大幅改善但非萬能。PacBio HiFi (15-20 kb, Q30+) 與 ONT R10.4 (Q20+) 對 SV 的 recall 可達 95%+，能直接看到 long INS、resolve 複雜 rearrangement。但成本仍 3-10× short-read，且對某些工作流程（如 amplicon、UMI consensus）不適合。實務漸成「short-read 為主 + 重點 case 補 long-read」混合模式。

Greatly improves but isn't universal. PacBio HiFi (15–20 kb, Q30+) and ONT R10.4 (Q20+) reach 95%+ SV recall and can directly see long INS or resolve complex rearrangements. But cost is still 3–10× short-read, and some workflows (amplicons, UMI consensus) don't fit. Practice is shifting toward "short-read primary + long-read for key cases."

SV 的 ACMG 判讀有獨立指引嗎？

有。ACMG/ClinGen 2020 CNV interpretation guideline（Riggs et al., Genetics in Medicine）為 copy-number gain/loss 提供 5-tier classification 與專屬證據碼，與 SNV ACMG 2015 互補。AnnotSV 工具會自動套用此指引給 CNV ranking 1-5。

Yes. The ACMG/ClinGen 2020 CNV interpretation guideline (Riggs et al., Genetics in Medicine) provides a 5-tier classification and dedicated evidence codes for copy-number gains/losses, complementing the SNV ACMG 2015. AnnotSV automatically applies this guideline to give CNVs a ranking of 1–5.

GIAB SV truth set 有哪些版本？

GIAB (Genome in a Bottle) HG002 (Ashkenazi son) 是 SV benchmark 的事實標準。v0.6 (2019) 約 12,000 high-confidence SVs；v1.0 (2024) 升級到 long-read assembly 為基礎，~50,000 SVs，含 MEI、tandem repeat 與複雜 rearrangement。新工具發表必須在這上面 benchmark。
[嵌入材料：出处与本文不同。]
Issue #4941, opened 2017-11-01
Users should be able to see package repository metadata


joelverhagen:
## Overview

Since August 2016, the NuGet package manifest (.nuspec) has supported the `<repository>` XML element. This is an optional metadata element with two optional attributes: `type` and `url`. Presumably, the purpose of this element is to communicate to package consumers the version control type and location of the source code used to produce the package.

Currently, I see no NuGet documentation about this property and no support for it in the various NuGet UIs (Visual Studio and the nuget.org web gallery).

This metadata adds additional valuable information about a package that augments the existing `<projectUrl>` package metadata field. Project URL seems to me like a "product" or "company" specific website and repository URL is where the source code (and maybe even bug tracker) lives. If a project has project site that is different than their GitHub repository, this differentiation is helpful to package consumers.

This property is already widely adopted on nuget.org but is not surfaced in any UI or used for any scenario. Let's give an easy win to our package consumers!

## History

As far as I can tell, the repository metadata has the following history:

- 2015-07-15: Repository `type` is added to the project.json schema ([PR](https://github.com/SchemaStore/schemastore/pull/32))
- 2015-07-25: the `repository` node is added to project.json for `dnu sources` ([announcement](https://github.com/aspnet/Announcements/issues/46))
- 2015-09-14: `dnu sources` and the `repository` node are removed ([announcement](https://github.com/aspnet/Announcements/issues/66))
- 2016-01-17: Repository `url` is added to the project.json schema ([PR](https://github.com/SchemaStore/schemastore/pull/88))
- 2016-04-27: Repository URL and type are added to .NET CLI under `packOptions` ([PR](https://github.com/dotnet/cli/pull/2493))
- 2016-05-02: Repository fields' move to `packOptions` is announced ([accouncement](https://github.com/aspnet/Announcements/issues/175))
- 2016-08-12: NuGet adds `<repository>` to the .nuspec and to the .csproj ([commit](https://github.com/NuGet/NuGet.Client/commit/9b899f5542d51507520eb358bdc1e5c325b57576))
- 2016-09-22: .NET CLI migrate (.xproj to .csproj) adds support for `packOptions` ([PR](https://github.com/dotnet/cli/pull/4233))
- 2016-10-03: NuGet merged MSBuild new support to `dev` branch ([PR](https://github.com/NuGet/NuGet.Client/pull/907))
[...]

PR #6151, opened 2018-07-09
Add repository url to package page

natemcmaster:
Initial work towards https://github.com/NuGet/NuGetGallery/issues/4941.

I wanted to get your take on the initial work to show repository url from the `<repository>` metadata in a package. I imagine there is follow up work. Open questions;

 * Is the RepositoryUrl column in nuget.org's Packages table currently empty? It doesn't look like this was beening populated on upload.
 * What should we do with the `commit`, `branch`, and `type` attributes? We could introduce some some inference. For example, if `repository.url == https://github.com/natemcmaster/CommandLineUtils` and `repository.commit == 311673414d6530d97c70871a60c1a26f924f0d17`, should the packages page could show this link: https://github.com/natemcmaster/CommandLineUtils/tree/311673414d6530d97c70871a60c1a26f924f0d17

@diverdan92 @anangaur


natemcmaster:
To make it easier to review:

## Upload page
Verifying metadata:
image

## Package page

image

loic-sharma:
I verified, all packages on nuget.org have a null `RepositoryUrl`.

src/NuGetGallery/Views/Packages/DisplayPackage.cshtml
```diff
@@ -564,6 +564,15 @@
                         </a>
                     </li>
                 }
+                @if (!Model.Deleted && PackageHelper.ShouldRenderUrl(Model.RepositoryUrl))
+                {
+                    <li>
+                        <i class="ms-Icon ms-Icon--Code" aria-hidden="true"></i>
+                        <a href="@Model.RepositoryUrl" data-track="outbound-repository-url" title="View the source code for this package." rel="nofollow">
```
loic-sharma: >. [](start = 136, length = 1)

We usually don't put periods in our title.

src/NuGetGallery.Core/Packaging/PackageMetadata.cs
```diff
@@ -228,13 +236,14 @@ public static PackageMetadata FromNuspecReader(NuspecReader nuspecReader, bool s
                 }
             }
 
+
             return new PackageMetadata(
```
loic-sharma: >return [](start = 12, length = 6)

There's an extra line above here

MaximRouiller:
Can this be fixed retroactively? There's tons of Nuspecs that already have that field defined.

natemcmaster:
@skofman1 what's the path to getting this approved to merge?

MaximRouiller:
Pinging this to keep this alive. Any timeframe to get this merged?

anangaur:
@natemcmaster , if you could do the following, it would make it look better:

1.	If the URL is a github URL, use the GitHub icon instead. 
2.	Else, if the type is git, use the git icon 
3.	Else fall back to the default icon (that’s being used now).

natemcmaster:
It looks like there isn't an icon for these in the current icon set. The gallery is currently only imports Office UI Fabric 7.0, and there is nothing in that set that looks like a good fit for 'git' or GitHub repo types.

If we upgraded to [Office UI Fabric 9](https://developer.microsoft.com/en-us/fabric#/styles/icons), you could use one of these icons, but still no GitHub in this set.

image

Also, it looks like you have font-awesome 3.2 in your source code. That has the [github icon](https://fontawesome.com/v3.2.1/icon/github) in it, but it doesn't look like the gallery pages import font-awesome, only the admin pages. 

So, how would you prefer I go about getting the right icons?

joelverhagen:
Looking at the release notes of Office UI Fabric, it seems like there is a lot of churn on icons. It seems reasonable to update to 9 but I am concerned about unexpected breaking changes. If we can assess that the update is safe, let's do it. Searching for all pages that use the Office UI Fabric CSS rules and manually testing them seems like the best approach.

For the GitHub icon, I think we should used their prescribed branding: https://github.com/logos. The "mark" zip has vector graphics. We should convert it to SVG and use that icon. Note that this is what we have for our Facebook and Twitter share icons.

The non-GitHub icons should be pulled from Fabric 9.

natemcmaster:
I think I'd rather skip the Fabric 9 update for now, but I've added the github icon.

screen shot 2018-07-19 at 8 26 50 pm

skofman1:
Looks good Nate! You can add a git logo in the same way: https://git-scm.com/downloads/logos
Also, please add UTs.

natemcmaster:
> Also, please add UTs.

Noobie question: what's that? My googling didn't help.

diverdan92:
My guess - unit tests?

natemcmaster:
Added the git icon and a few unit tests. Not sure what kind of other coverage you would expect from automated testing.

Here's what the packages page looks like now.

Example: `<repository url="https://github.com/aspnet/Mvc" />`
image

Example: `<repository url="https://bitbucket.com/aspnet/Mvc" type="git" />`

image

Example: `<repository url="https://bitbucket.com/aspnet/Mvc" type="tfs" />`

image

anangaur:
LGTM 👍🏽

MaximRouiller:
@anangaur I could do the "review required" but I'm a partial party to this PR. I'll let someone else do the final review before we can merge this. 😂

MaximRouiller:
What's left to do before we can merge this?

I see a review required, I wonder who should do this. @anangaur?
I see a conflicting file. @natemcmaster?

natemcmaster:
@MaximRouiller I chatted a bit with @joelverhagen, and from what I'm told, this may take a little bit longer to merge, but it's still on the radar.

src/NuGetGallery/ViewModels/PackageViewModel.cs
```diff
@@ -111,25 +115,52 @@ public PackageStatusSummary PackageStatusSummary
...
         }
+
+        private RepositoryKind GetRepositoryKind(string repositoryUrl, string repositoryType)
+        {
+            if (string.IsNullOrEmpty(repositoryUrl))
+            {
+                return RepositoryKind.Unknown;
+            }
+
+            if (repositoryUrl.IndexOf("github.com", StringComparison.OrdinalIgnoreCase) >= 0)
```
skofman1: A better check would be to parse the URL and make sure the domain is github.com

skofman1:
@natemcmaster , please apply the migrations again. We had other schema changes that were already merged and I'm getting this error: 

> Unable to update database to match the current model because there are pending changes and automatic migration is disabled. Either write the pending model changes to a code-based migration or enable automatic migration. Set DbMigrationsConfiguration.AutomaticMigrationsEnabled to true to enable automatic migration.
> You can use the Add-Migration command to write the pending model changes to a code-based migration.

natemcmaster:
Thanks @skofman1! Are there any other changes you want me to make?

skofman1:
@natemcmaster , this is the spec @anangaur wrote: https://github.com/NuGet/Home/wiki/Show-source-repository-information-for-packages-on-nuget.org

The current PR takes care of most of the requirements. There are warnings we would like to show when a user uploads an invalid URL, but we will take care of this in a different PR. 
For This PR: please improve the github URL check, and I will merge. If you can do this before tomorrow EOD we can release next week.

natemcmaster:
Thanks @anangaur and @skofman1!

I pushed a fix for the GitHub URL check. It does a proper System.Uri check now to ensure the domain is github.com or www.github.com.

src/NuGetGallery/Views/Packages/DisplayPackage.cshtml
```diff
@@ -565,6 +565,31 @@
...
                     </li>
                 }
+                @if (!Model.Deleted && PackageHelper.ShouldRenderUrl(Model.RepositoryUrl, secureOnly: true))
+                {
+                    <li>
+                        @switch (Model.RepositoryType)
+                        {
+                            case PackageViewModel.RepositoryKind.GitHub:
+                                <img class="icon" alt="GitHub logo"
+                                     src="@Url.Absolute("~/Content/gallery/img/github.svg")"
```
loic-sharma: These `img` icons should also have the `aria-hidden="true"` attribute for accessibility.

src/NuGetGallery/ViewModels/PackageViewModel.cs
```diff
@@ -111,25 +115,56 @@ public PackageStatusSummary PackageStatusSummary
...
+
+        private RepositoryKind GetRepositoryKind(string repositoryUrl, string repositoryType)
+        {
+            if (string.IsNullOrEmpty(repositoryUrl))
+            {
+                return RepositoryKind.Unknown;
+            }
+
+            if (Uri.TryCreate(repositoryUrl, UriKind.Absolute, out var repoUri))
+            {
```
loic-sharma: This will return `RepositoryKind.Git` if the `repositoryUrl` is invalid but the `repositoryType` is `git`. Should `GetRepositoryKind` return `RepositoryKind.Unknown` instead? I see that `DisplayPackage.cshtml` doesn't use the `RepositoryType` if the `repositoryUrl` is invalid, but I think this could lead to bugs down the road.

src/NuGetGallery/Views/Packages/DisplayPackage.cshtml
skofman1: fixed

natemcmaster:
Thanks @skofman1 and @loic-sharma !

GIAB (Genome in a Bottle) HG002 (Ashkenazi son) is the de facto SV benchmark. v0.6 (2019) had ~12,000 high-confidence SVs; v1.0 (2024) upgraded to long-read-assembly-based with ~50,000 SVs including MEIs, tandem repeats, and complex rearrangements. New tools must benchmark on this.

自我檢測

八、小測驗

Q1. 一個純粹的 inversion 可由哪些訊號偵測？

Q2. 為什麼推薦多 caller 組合？

Q3. WES 偵測 CNV 的最大障礙？